Risk 1: Pure-Python SPSC ring cannot hit the 5 µs p99 budget on Tier-2

  • Risk: CPython's GIL + dict operations push p99 above 5 µs on the Jetson.
  • Mitigation: Bench against a cffi or Cython-backed SPSC ring as a fallback; the contract is library-agnostic so the implementation can swap without breaking consumers. Decision is taken inside this PBI's implementation phase with the microbench as the oracle.

Risk 2: Overrun hook called with record that holds a reference to caller-mutable state

  • Risk: Producer mutates record.payload after enqueue; the overrun closure sees the mutated value.
  • Mitigation: FdrRecord is @frozen (per AZ-272 contract); the contract test verifies a producer cannot legally mutate a constructed record.

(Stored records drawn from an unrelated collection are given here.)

PR #281, opened 2019-01-09
Link with -Bsymbolic if it's supported by the linker

kalev:
This should fix crashes when libappstream-glib and libappstream are both
linked into the same process by avoiding intra-library PLT jumps.

Flatpak master recently started linking with libappstream-glib, and this
caused issues in other apps that link with both libappstream and flatpak
(e.g. KDE Discover), now pulling in both libappstream-glib and
libappstream into the same process space.

Also bump required meson version to 0.46.0 for has_link_argument
support.

https://bugs.archlinux.org/task/61198

### DIFF
--- a/meson.build
+++ b/meson.build
@@ -2,7 +2,7 @@ project('appstream-glib', 'c',
   version : '0.7.15',
   license : 'LGPL-2.1+',
   default_options : ['warning_level=1', 'c_std=c99'],
-  meson_version : '>=0.37.0'
+  meson_version : '>=0.46.0'
 )
 
 as_version = meson.project_version()
@@ -84,14 +84,25 @@ if get_option('dep11')
 endif
 
 # support stemming of search tokens
+cc = meson.get_compiler('c')
 if get_option('stemmer')
-  cc = meson.get_compiler('c')
   stemmer = cc.find_library('stemmer')
   conf.set('HAVE_LIBSTEMMER', 1)
 endif
 
 # use gperf for faster string -> enum matching
 gperf = find_program('gperf', required : true)
+
+global_link_args = []
+foreach arg: [ '-Wl,-Bsymbolic' ]
+  if cc.has_link_argument(arg)
+    global_link_args += arg
+  endif
+endforeach
+add_global_link_arguments(
+  global_link_args,
+  language: 'c'
+)
 
 gnome = import('gnome')
 i18n = import('i18n')


hughsie:
If CI passes, LGTM, thanks.

kalev:
@hughsie Thanks, CI should be fixed now.

@aleixpol Can you test this, please?

aleixpol:
Still got the freeze, now with these warnings:
```
(process:30227): GLib-GObject-WARNING **: 15:03:20.165: cannot register existing type 'AsIcon'

(process:30227): GLib-GObject-WARNING **: 15:03:20.165: cannot add private field to invalid (non-instantiatable) type '<invalid>'

(process:30227): GLib-CRITICAL **: 15:03:20.165: g_once_init_leave: assertion 'result != 0' failed

(process:30227): GLib-GObject-CRITICAL **: 15:03:20.165: g_object_new_with_properties: assertion 'G_TYPE_IS_OBJECT (object_type)' failed
```

Here's the backtrace:
```
#0 syscall() at /usr/lib/libc.so.6
#1 g_cond_wait() at /usr/lib/libglib-2.0.so.0
#2 g_once_init_enter() at /usr/lib/libglib-2.0.so.0
#3 as_icon_get_type() at /usr/src/debug/appstream-glib/libappstream-glib/as-icon.c:59
#4 AS_ICON() at /usr/src/debug/appstream-glib/libappstream-glib/as-icon.h:35
#5 as_icon_new() at /usr/src/debug/appstream-glib/libappstream-glib/as-icon.c:1032
#6 as_app_node_parse_child() at /usr/src/debug/appstream-glib/libappstream-glib/as-app.c:5032
#7 as_app_node_parse_full() at /usr/src/debug/appstream-glib/libappstream-glib/as-app.c:5443
#8 as_store_from_root() at /usr/src/debug/appstream-glib/libappstream-glib/as-store.c:1810
#9 as_store_from_xml() at /usr/src/debug/appstream-glib/libappstream-glib/as-store.c:2347
#10 ??() at /usr/lib/libflatpak.so.0
#11 ??() at /usr/lib/libflatpak.so.0
#12 ??() at /usr/lib/libflatpak.so.0
#13 ??() at /usr/lib/libflatpak.so.0
#14 flatpak_installation_get_installed_ref() at /usr/lib/libflatpak.so.0
#15 FlatpakBackend::getInstalledRefForApp() at /home/apol/devel/frameworks/discover/libdiscover/backends/FlatpakBackend/FlatpakBackend.cpp:223
#16 FlatpakBackend::updateAppState() at /home/apol/devel/frameworks/discover/libdiscover/backends/FlatpakBackend/FlatpakBackend.cpp:1070
#17 FlatpakBackend::addResource() at /home/apol/devel/frameworks/discover/libdiscover/backends/FlatpakBackend/FlatpakBackend.cpp:541
#18 FlatpakBackend::integrateRemote(_FlatpakInstallation*, _FlatpakRemote*)::$_25::operator()() const() at /home/apol/devel/frameworks/discover/libdiscover/backends/FlatpakBackend/FlatpakBackend.cpp:645
#19 QtPrivate::FunctorCall<QtPrivate::IndexesList<>, QtPrivate::List<>, void, FlatpakBackend::integrateRemote(_FlatpakInstallation*, _FlatpakRemote*)::$_25>::call(FlatpakBackend::integrateRemote(_FlatpakInstallation*, _FlatpakRemote*)::$_25&, void**)() at /usr/include/qt/QtCore/qobjectdefs_impl.h:146
#20 QtPrivate::Functor<FlatpakBackend::integrateRemote(_FlatpakInstallation*, _FlatpakRemote*)::$_25, 0>::call<QtPrivate::List<>, void>(FlatpakBackend::integrateRemote(_FlatpakInstallation*, _FlatpakRemote*)::$_25&, void*, void**)() at /usr/include/qt/QtCore/qobjectdefs_impl.h:256
#21 QtPrivate::QFunctorSlotObject<FlatpakBackend::integrateRemote(_FlatpakInstallation*, _FlatpakRemote*)::$_25, 0, QtPrivate::List<>, void>::impl(int, QtPrivate::QSlotObjectBase*, QObject*, void**, bool*)() at /usr/include/qt/QtCore/qobjectdefs_impl.h:439
#22 QMetaObject::activate(QObject*, int, int, void**)() at /usr/lib/libQt5Core.so.5
#23 QFutureWatcherBase::event(QEvent*)() at /usr/lib/libQt5Core.so.5
#24 QApplicationPrivate::notify_helper(QObject*, QEvent*)() at /usr/lib/libQt5Widgets.so.5
#25 QApplication::notify(QObject*, QEvent*)() at /usr/lib/libQt5Widgets.so.5
#26 QCoreApplication::notifyInternal2(QObject*, QEvent*)() at /usr/lib/libQt5Core.so.5
#27 QCoreApplicationPrivate::sendPostedEvents(QObject*, int, QThreadData*)() at /usr/lib/libQt5Core.so.5
#28 ??() at /usr/lib/libQt5Core.so.5
#29 g_main_context_dispatch() at /usr/lib/libglib-2.0.so.0
#30 ??() at /usr/lib/libglib-2.0.so.0
#31 g_main_context_iteration() at /usr/lib/libglib-2.0.so.0
#32 QEventDispatcherGlib::processEvents(QFlags<QEventLoop::ProcessEventsFlag>)() at /usr/lib/libQt5Core.so.5
#33 QEventLoop::exec(QFlags<QEventLoop::ProcessEventsFlag>)() at /usr/lib/libQt5Core.so.5
#34 QCoreApplication::exec()() at /usr/lib/libQt5Core.so.5
#35 main() at /home/apol/devel/frameworks/discover/discover/main.cpp:168
```

kalev:
Hm, maybe appstream needs a similar patch too.

ximion:
I don't see how Bsymbolic should help here, and "Unfortunately, –Bsymbolic is a dangerous option which can often result in some nonintuitive side effects." doesn't sound great either (after reading about that option).
The only options I see are:
  * Finally make just one AppStream library happen
  * Make Flatpak not use asglib / only use it internally
  * Use Valve/Collabora's libcapsule

The first option will take a few years I fear, the second option could work but I need to look at what Flatpak is actually using asglib for, and the last option is quite an odd hack as well.
I don't know of any way to not have the linker confused, and this error is not limited to just Discover but a lot of other software that uses libappstream and may also link against Flatpak.

smcv:
Normally, there would be a fourth option: use versioned symbols in both libappstream and appstream-glib, so that `as_whatever()` resolves to `as_whatever@LIBAPPSTREAM_0.x` or `as_whatever@APPSTREAM_GLIB_0.y`.

However, GObject APIs can't use that if they use the same namespacing prefix, because the GType registry is a flat global namespace.

smcv:
> Use Valve/Collabora's libcapsule

I don't think libcapsule helps you here. It's specifically for use with chroots and containers where a particular library might exist both "inside" and "outside".

If the Flatpak part and/or the part that uses libappstream are plugins, then you could use `dlmopen()`, which is the glibc function that libcapsule uses to get symbol namespaces; or maybe `RTLD_LOCAL` would even be enough.

smcv:
No, dlmopen doesn't help you either, because GObject type names are a flat global namespace, and both libappstream and appstream-glib want to use the name `AsIcon`.

smcv:
> Make Flatpak not use asglib / only use it internally

The only thing in the libflatpak.so.0 shared library that uses asglib is `flatpak_dir_load_appstream_store()`, which finds AppStream metadata for a remote and calls `as_store_from_file()`.

That seems to just be a convenience function used by `flatpak search` in the CLI, so it might be feasible to move it outside the shared library and into the flatpak(1) command-line tool. The FlatpakDir object should probably have a method to get the filename of the AppStream XML instead.

smcv:
> The only thing in the libflatpak.so.0 shared library that uses asglib is flatpak_dir_load_appstream_store()

Unfortunately that's out-of-date information, and appstream-glib code is now reachable from public APIs in the libflatpak shared library.

kalev:
@matthiasclasen fixed this on the flatpak side by dropping the libappstream-glib dependency from libflatpak and doing the appdata parsing manually using GMarkup. Let's close this PR here.

kalev:
https://github.com/flatpak/flatpak/pull/2580 is the fix.

ximion:
Nice! This resolves the issue for now, and fortunately the changes in Flatpak weren't actually that invasive or complicated (I feared Flatpak was using a lot more AppStream features via asglib).

ximion:
@hughsie and I are talking about that problem for a while now, and he recently suggested just to transition over to libappstream - the reason why asglib was originally created doesn't exist anymore for years. The only real issue is that it will take quite a bit of work and a lot of time to do that, if we don't want to risk breaking things.

At least there shouldn't be any behaviour differences between the libs anymore at the current point in time. I am working on finding and fixing them by spec clarifications or changes to asglib or libas, and Richard and I are talking about spec changes prior to making them to ensure there is no new divergence between asglib and libas. So in regards to raw AppStream spec compliance there shouldn't be an issue anymore, you only run into problem in cases like this (and obviously lost synergies when every feature has to be implemented twice).

PR #282, opened 2019-01-09
CI: Update Fedora from 25 to 29, and Debian from Stretch to Buster

kalev:
This gets us new meson for https://github.com/hughsie/appstream-glib/pull/281,
and also makes it possible to enable -Ddep11=true for Debian as it's no
longer blocked by too old meson in Stretch.


hughsie:
Assuming CI passes, LGTM.

PR #284, opened 2019-01-22
Add support for per-release URLs

hughsie:


libappstream-glib/as-release.c
```diff
@@ -1019,6 +1097,17 @@ as_release_node_parse_dep11 (AsRelease *release, GNode *node,
 			}
 			continue;
 		}
+		if (g_strcmp0 (tmp, "Url") == 0) {
```
ximion: I'm quite sure that's a lower-cased `url` - in the YAML, only the top nodes are upper-cased, every child node is lower-cased all the way.

hughsie: God catch, thanks.

libappstream-glib/as-release.c
```diff
@@ -769,6 +774,67 @@ as_release_set_description (AsRelease *release,
...
+ * @release: a #AsRelease instance.
+ *
+ * Gets the URLs set for the application.
+ *
+ * Returns: (transfer none): hash table of URLs
+ *
+ * Since: 0.7.15
+ **/
+GHashTable *
+as_release_get_urls (AsRelease *release)
```
kalev: Is this actually needed as public API? Seems to leak a lot of internal details (hash table).

libappstream-glib/as-release.c
```diff
@@ -769,6 +774,67 @@ as_release_set_description (AsRelease *release,
...
+ * @url_kind: the URL kind, e.g. %AS_URL_KIND_HOMEPAGE.
+ *
+ * Gets a URL.
+ *
+ * Returns: string, or %NULL if unset
+ *
+ * Since: 0.7.15
+ **/
+const gchar *
+as_release_get_url_item (AsRelease *release, AsUrlKind url_kind)
```
kalev: Maybe call it just as_release_get_url() ? _item at the end seems unnecessary and just makes it more of a mouthful.

libappstream-glib/as-release.c
hughsie: I just coped the design (mistake?) from AsApp. I can nuke this, I'm not using it at the moment. Ideas welcome.

libappstream-glib/as-release.c
hughsie: I just coped the name (another mistake?) from AsApp. Maybe `as_release_get_url_by_kind`?

libappstream-glib/as-release.c
kalev: I think I'd leave it out then and add it only when something actually needs it.

libappstream-glib/as-release.c
kalev: Sure, works for me!

ximion: libappstream just calls this `as_release_get_url(rel, kind)` and has a `as_release_get_url(rel, kind, url)`

libappstream-glib/as-enums.h
```diff
@@ -84,6 +85,7 @@ typedef enum {
 	AS_URL_KIND_HELP,		/* Since: 0.1.5 */
 	AS_URL_KIND_MISSING,		/* Since: 0.2.2 */
 	AS_URL_KIND_TRANSLATE,		/* Since: 0.6.1 */
+	AS_URL_KIND_DETAILS,		/* Since: 0.7.15 */
```
ximion: In libappstream I created a `AS_RELEASE_URL_KIND` to distinguish between what URLs are valid in releases and which ones aren't.
That distinction is probably not necessary though.

libappstream-glib/as-release.c
kalev: I think as_release_get_url(rel, kind) would be my preference as well, but as_release_get_url_by_kind() works as well.

hughsie: as_release_get_url it is then. thanks.

libappstream-glib/as-release.c
hughsie: Okay, agree. Thanks.

kalev:
Looks good to me!

Issue #252, opened 2018-07-20
Windows support ?


Salamandar:
Hi,
appstream-glib currently relies on several linux-only components:

* `dependency('uuid')` that is provided by libutil-linux/libutil-linux-dev on msys… And unavailable on mingw.
* `dependency('gio-unix')`
* header `fnmatch.h`

Jehan:
Hi! I'd like to back a bit this request, since what Salamandar didn't specify, this is that we need this for GIMP. I don't really think AppStream metadata really needs to be platform specific. :-)

I tried to cross-build util-linux (as well as this other implementation which is apparently independent, whose website seems down though it can still be found on [Fedora repos](https://src.fedoraproject.org/repo/pkgs/rpms/uuid/uuid-1.6.2.tar.gz/5db0d43a9022a6ebbbc25337ae28942f/) and [archive.org](https://web.archive.org/web/20171228094631/http://www.ossp.org/pkg/lib/uuid)) but failed so far. :-/

ximion:
Just out of curiosity, what does GIMP actually need appstream-glib for?
Does it actually have to read AppStream metadata somewhere, and if so, why?

Jehan:
> Just out of curiosity, what does GIMP actually need appstream-glib for?

I am writing an extension management system (searching, (un)installing, updating extensions from within GIMP) for plug-ins, brushes and whatever data. The base of this is the metadata which a plug-in creator will write to describe the extension and its contents.

I could have used another format or even make or own metadata format, but thought it was smarter to just use AppStream since it has everything we need.

ximion:
@Jehan That's pretty cool!
As far as I can see, you will have a few options to achieve that:
* Use appstream-glib: You should definitely disable the builder part when compiling on Windows, that should get rid of a great portion of dependencies. To cut down the rest though, asglib would need changes and I am not sure if those could be done without an API break. @hughsie knows more.
* Use `appstream:` links: Just use the AppStream URL handler to launch the software center to install a missing dependency. That is likely the easiest way possible - at least on Linux - to install missing components, and means you don't need to implement any complext installation logic yourself. It's also easy to use for the user. See https://www.freedesktop.org/software/appstream/docs/sect-AppStream-Services-UrlHandler.html for details.
[...]

PR #288, opened 2019-02-06
Wip/jehan/win32 port

Jehan:
As discussed on #252, this ports appstream-glib to Windows.

With all the changes done, I could successfully build the library, it works on GIMP, and the unit tests work fine too.

Though note that I configured with many options false:

```
Project options:
  Option        Current Value Possible Values Description                        
  ------        ------------- --------------- -----------                        
  alpm          false         [true, false]   enable ALPM support                
  builder       false         [true, false]   enable AppStream builder           
  dep11         false         [true, false]   enable DEP-11                      
  fonts         true          [true, false]   enable font support                
  gtk-doc       false         [true, false]   generate API reference             
  introspection false         [true, false]   generate GObject Introspection data
  man           true          [true, false]   generate man pages                 
  rpm           false         [true, false]   enable RPM support                 
  stemmer       false         [true, false]   enable stemmer support 
```

For the time being, I don't think I need most of these (for GIMP extensions, for which we want to add management through metadata; as a reminder of why I need these). If I realize I do, I would gladly try to port whatever part of code these options need. But for now, I went the easy route (which was annoying enough as it is! :P).

### DIFF
--- a/client/as-util.c
+++ b/client/as-util.c
@@ -23,8 +23,11 @@
 
 #include <glib/gi18n.h>
 #include <glib/gstdio.h>
-#include <glib-unix.h>
 #include <gio/gio.h>
+
+#ifndef _WIN32
+#include <glib-unix.h>
+#endif
 
 #include <appstream-glib.h>
 #include <archive_entry.h>
@@ -4282,6 +4285,20 @@ as_util_watch_cancelled_cb (GCancellable *cancellable, gpointer user_data)
 	g_main_loop_quit (priv->loop);
 }
 
+#ifdef _WIN32
+static AsUtilPrivate *as_util_priv = NULL;
+
+static BOOL
+as_util_sigint_cb (DWORD dwCtrlType)
+{
+    if (dwCtrlType == CTRL_C_EVENT) {
+        g_debug ("Handling SIGINT");
+        g_cancellable_cancel (as_util_priv->cancellable);
+        return TRUE;
+    }
+	return FALSE;
+}
+#else
 static gboolean
 as_util_sigint_cb (gpointer user_data)
 {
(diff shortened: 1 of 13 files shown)


hughsie:
@Jehan looks great! I've simplified it down in my branch -- removing some of the stuff you're not going to be using. Don't worry tho, I know the API :) Can you have a look at wip/hughsie/win32 and see if it work for you please?

Jehan:
Argh you removed all my hard work on using Win32 Uuid API, fnmatch equivalent and whatnot! 😛

Well if you are sure we won't need these in GIMP (where we will mostly need the lib to read appdata per extension, as well as extension store appdata for installation), I guess it's ok. But for the record, for stuff like all the GUID functions for instance, I checked it worked the same (the unit tests on GUID at the very least worked fine with all expected results).
Yet if you prefer to just set these as "unsupported" on Windows and are sure we won't need these anyway (now or in the future; I have not looked in details how/why it is used), I'm not going to fight. :-)

> see if it work for you please?

Not going to test today, as I have some other priorities. But will crossbuild your branch and test GIMP in a Windows VM early next week. Thanks for the review! :-)

Jehan:
@hughsie Well in the end, I lied to myself that I would not be intrigued enough to want and test today! So I just tried to cross-build your branch for Win and it failed with a few errors. Did you manage to build for Windows?

Should I make patches for this branch?

Jehan:
Ok I just created #289 to fix the build of wip/hughsie/win32 (just 3 easy errors). :-)

With these few fixes, it builds fine, and my GIMP master on a Windows 10 VM runs just fine. Appdata files are properly parsed. All good so far.

Still a bit sad that the stuff I spent the most time on aren't included, but well… the main purpose is to use appdata files for GIMP extensions. And if you say that these other piece of code will definitely not be useful, then I won't be sick over it! :P

hughsie:
> Still a bit sad that the stuff I spent the most time on aren't included

Sorry; I didn't want to include complicated stuff that wasn't going to be used. I might end up using the GUID stuff on fwupd in the future, so I'll acknowledge you when that happens :)

hughsie:
Okay, tracked in https://github.com/hughsie/appstream-glib/pull/290

PR #290, opened 2019-02-08
Allow building on Windows

hughsie:
Signed-off-by: Richard Hughes <richard@hughsie.com>

### DIFF
--- a/client/as-util.c
+++ b/client/as-util.c
@@ -23,8 +23,11 @@
 
 #include <glib/gi18n.h>
 #include <glib/gstdio.h>
-#include <glib-unix.h>
 #include <gio/gio.h>
+
+#ifndef _WIN32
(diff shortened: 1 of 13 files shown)


Jehan:
Any reasons why this is not being merged? :-)

We will need appstream to be Windows-compatible before being able to release GIMP with our extension system. And since releases are always a bit delayed, better too soon that late!
 Actually we'd probably need the lib to be macOS compatible too, but I don't have the possibility to do this port (unless it already works there, no idea).

hughsie:
No reason at all, other than overworked and underpaid :)

Jehan:
Ahah! Thanks @hughsie!

I don't mean to participate to over-exerting you! So have some rest too and thanks for the awesome work! ;-)

PR #292, opened 2019-02-10
Fix build of libappstream-glib clients

juergbi:
With '#pragma once', __APPSTREAM_GLIB_H is never defined.

        In file included from /usr/include/libappstream-glib/appstream-glib.h:35:
        /usr/include/libappstream-glib/as-utils.h:11:2: error: #error "Only <appstream-glib.h> can be included directly."
         #error "Only <appstream-glib.h> can be included directly."
          ^~~~~

Fixes: 87b7483e ("Use '#pragma once' to avoid a lot of boilerplate")

### DIFF
--- a/libappstream-glib/as-agreement-section.h
+++ b/libappstream-glib/as-agreement-section.h
@@ -7,7 +7,7 @@
 
 #pragma once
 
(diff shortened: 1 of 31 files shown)


juergbi:
This currently breaks gnome-build-meta: https://gitlab.gnome.org/GNOME/gnome-build-meta/-/jobs/210604

Issue #263, opened 2018-09-12
Add an option that checks for Flathub requirements


hadess:
Not sure what to call it, but having appstream-compose fail with errors when an appdata file wouldn't be accepted by Flathub would be of interest:
- Check for launchable desktop-id presence
- Check for .desktop file validity (see https://github.com/hughsie/appstream-glib/pull/262 and https://github.com/flathub/org.freedesktop.Piper/issues/1#issuecomment-420446582)

etc.

barthalion:
From things we "broke" often in past:

* Ensure `<description>` content is wrapped in `<p>`
* Ensure OARS section is present
* A warning if releases section is missing

hughsie:
I'm hesitant to encode the flathub requirements into libappstrea-glib -- people are going to be preparing the flathub builds on their distro, and that's certainly not going to have the most up to date `appstream-util validate` -- and even if they're running `appstream-compose` from the sandbox the appstream-glib in the runtime they're using might be quite old still.

This really feels like it should be part of flatpack-builder, or even better as part of the flathub self tests that get run when you build the component for the first time.

hadess:
> I'm hesitant to encode the flathub requirements into libappstrea-glib -- people are going to be preparing the flathub builds on their distro, and that's certainly not going to have the most up to date `appstream-util validate` -- and even if they're running `appstream-compose` from the sandbox the appstream-glib in the runtime they're using might be quite old still.

Those requirements are mostly the same ones as for making an app show up in GNOME Software.

> This really feels like it should be part of flatpack-builder, or even better as part of the flathub self tests that get run when you build the component for the first time.

Flatpak-builder doesn't parse the appdata files, but uses appstream-compose to merge metadata into the appdata files it will eventually serve.

I don't mind not having a "--flathub" option, but that would mean adding separate checks for each one of the common bugs above. I don't mind that, it would just mean more work. Given how much time I've spent on trying to fix a  one-character bug in the appdata file, I'd rather the tools warned me early rather than letting me send broken appdata files to flathub.

ramcq:
> even if they're running appstream-compose from the sandbox the appstream-glib in the runtime they're using might be quite old still.

[...]

PR #296, opened 2019-03-20
Modernize the validation requirements

hughsie:
* Require <content_rating> for any desktop or console application
 * Make <release> mandatory when validating
 * Further relax style requirements
 * Require description for desktop an console apps

This changes a lot of things that are now best practice for all apps, and
required to be included in Flathub.

Use `appstream-util validate-relax` to ignore some new failures and use
`appstream-util validate-strict` to bring them back.

Fixes: https://github.com/hughsie/appstream-glib/issues/263

### DIFF
--- a/libappstream-glib/as-app-validate.c
+++ b/libappstream-glib/as-app-validate.c
@@ -147,10 +147,16 @@ as_app_validate_has_first_word_capital (AsAppValidateHelper *helper, const gchar
 static void
 as_app_validate_description_li (const gchar *text, AsAppValidateHelper *helper)
 {
-	gboolean require_sentence_case = TRUE;
+	gboolean require_sentence_case = FALSE;
 	guint str_len;
-	guint length_li_max = 100;
-	guint length_li_min = 20;
+	guint length_li_max = 500;
+	guint length_li_min = 3;
+
+	/* make the requirements more strict */
+	if ((helper->flags & AS_APP_VALIDATE_FLAG_STRICT) > 0) {
+		require_sentence_case = TRUE;
+		length_li_max = 250;
+	}
 
 	/* relax the requirements a bit */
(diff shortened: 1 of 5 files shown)


libappstream-glib/as-app-validate.c
```diff
@@ -1299,6 +1353,42 @@ as_app_validate (AsApp *app, guint32 flags, GError **error)
...
+			const gchar *cat = g_ptr_array_index (categories, i);
+			for (guint j = 0; cats[j] != NULL; j++) {
+				if (g_strcmp0 (cats[j], cat) == 0)
+					nr_toplevel_cats++;
+			}
+		}
+		if (nr_toplevel_cats == 0) {
+			ai_app_validate_add (helper,
+					     AS_PROBLEM_KIND_TAG_MISSING,
+					     "main <category> not present");
```
kalev: I wonder if `<category> must include one of the Main Categories listed in the desktop entry spec` would be a bit clearer?

libappstream-glib/as-self-test.c
```diff
@@ -2448,7 +2436,7 @@ as_test_app_validate_style_func (void)
 	_as_app_add_format_kind (app, AS_FORMAT_KIND_APPDATA);
 	as_app_set_metadata_license (app, "BSD");
 	as_app_set_project_license (app, "GPL-2.0+");
-	as_app_set_name (app, "C", "Test app name that is very log indeed.");
+	as_app_set_name (app, "C", "Test app name that is very log indeed although Rob forced me to relax the requirements.");
```
kalev: log -> long

libappstream-glib/as-app-validate.c
hughsie: Agreed, thanks.

Issue #302, opened 2019-05-13
Stricter validation hasn't been adjusted in the documentation


kparal:
My application on Flathub started [failing to get built](https://flathub.org/builds/#/builders/32/builds/3285), probably due to #296:
```
$ flatpak run org.freedesktop.appstream-glib validate builddir/*/share/appdata/org.freefilesync.FreeFileSync.appdata.xml
builddir/files/share/appdata/org.freefilesync.FreeFileSync.appdata.xml: FAILED:
• tag-missing           : <translation> not specified
• tag-missing           : <update_contact> is not present
• attribute-invalid     : <screenshot> width too small [https://www.freefilesync.org/images/screenshots/RealTimeSync.png] minimum is 624px
Validation of files failed
program finished with exit code 1
```
However, when I look into the documentation:
https://www.freedesktop.org/software/appstream/docs/chap-Metadata.html
I don't any violations. One by one:
```
• tag-missing           : <translation> not specified
```
> The <translation/> tag is an **optional** tag which...

```
• tag-missing           : <update_contact> is not present
```
> The <update_contact/> tag is an **optional** tag which...

```
• attribute-invalid     : <screenshot> width too small [https://www.freefilesync.org/images/screenshots/RealTimeSync.png] minimum is 624px
```
> **Ideally**, all screenshots should have a 16:9 aspect ratio, and should have a width that is no smaller than 620 pixels.

There is no minimum size requirement.

My appdata file seems to conform to the specification. I also checked appstream-glib readme file (I haven't found any extra documentation for it) and I didn't find any extra requirements on top of the specification.

I want to request the documentation to be updated. Or is there a reason for the spec and the implementation to not be in sync?

Furthermore, I'd like to request clearer explanation in the docs. I'm quite confused by the `<translation> not specified` error. Looking at the documentation, how is a packager who is not a programmer supposed to find out whether the translation system used is gettext or qt? What about proprietary apps using a different translation system? What is a translation domain (is it some gettext jargon?) and who am I supposed to find it out? And why exactly is this mandatory?

Similarly, the error and docs about `<update_contact/>` doesn't seem to address that some projects might not have a public email contact. Or am I supposed to put my address in, as a packager? The spec is confusing in here. Again, does it have to be mandatory?

Thanks.

hughsie:
> My appdata file seems to conform to the specification.

[...]

PR #303, opened 2019-05-14
Do not require <update_contact> for validation unless strict

hughsie:
Fixes some of https://github.com/hughsie/appstream-glib/issues/302


kalev:
+1 from me!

Documented in the contract Invariants.

Risk 3: Cached FdrClient leaks across test cases

  • Risk: A pytest test mutates the module-level cache; subsequent tests get a stale FdrClient.
  • Mitigation: A _reset_for_tests() private function (documented as test-only in the contract Non-Goals) clears the cache; integration test fixture calls it on teardown.

Runtime Completeness

  • Named capability: lock-free SPSC ring buffer + FdrClient public API (architecture / E-CC-FDR-CLIENT / AC-NEW-3, NFR enqueue p99 ≤ 5 µs).
  • Production code that must exist: real lock-free SPSC primitive (no Python queue.Queue, no lock-acquiring fallback); real allocation-free hot path; real on_overrun hook plumbing.
  • Allowed external stubs: none — the queue is the production runtime capability.
  • Unacceptable substitutes: queue.Queue, threading.Lock-guarded list, collections.deque with a lock, "for now we just time.sleep(0) on overrun", or any implementation that allocates on the steady-state path. These would all silently break AC-NEW-3 the moment the writer thread stalls for >100 ms.

Contract

This task produces the contract at _docs/02_document/contracts/shared_fdr_client/fdr_client_protocol.md. Consumers MUST read that file — not this task spec — to discover the interface.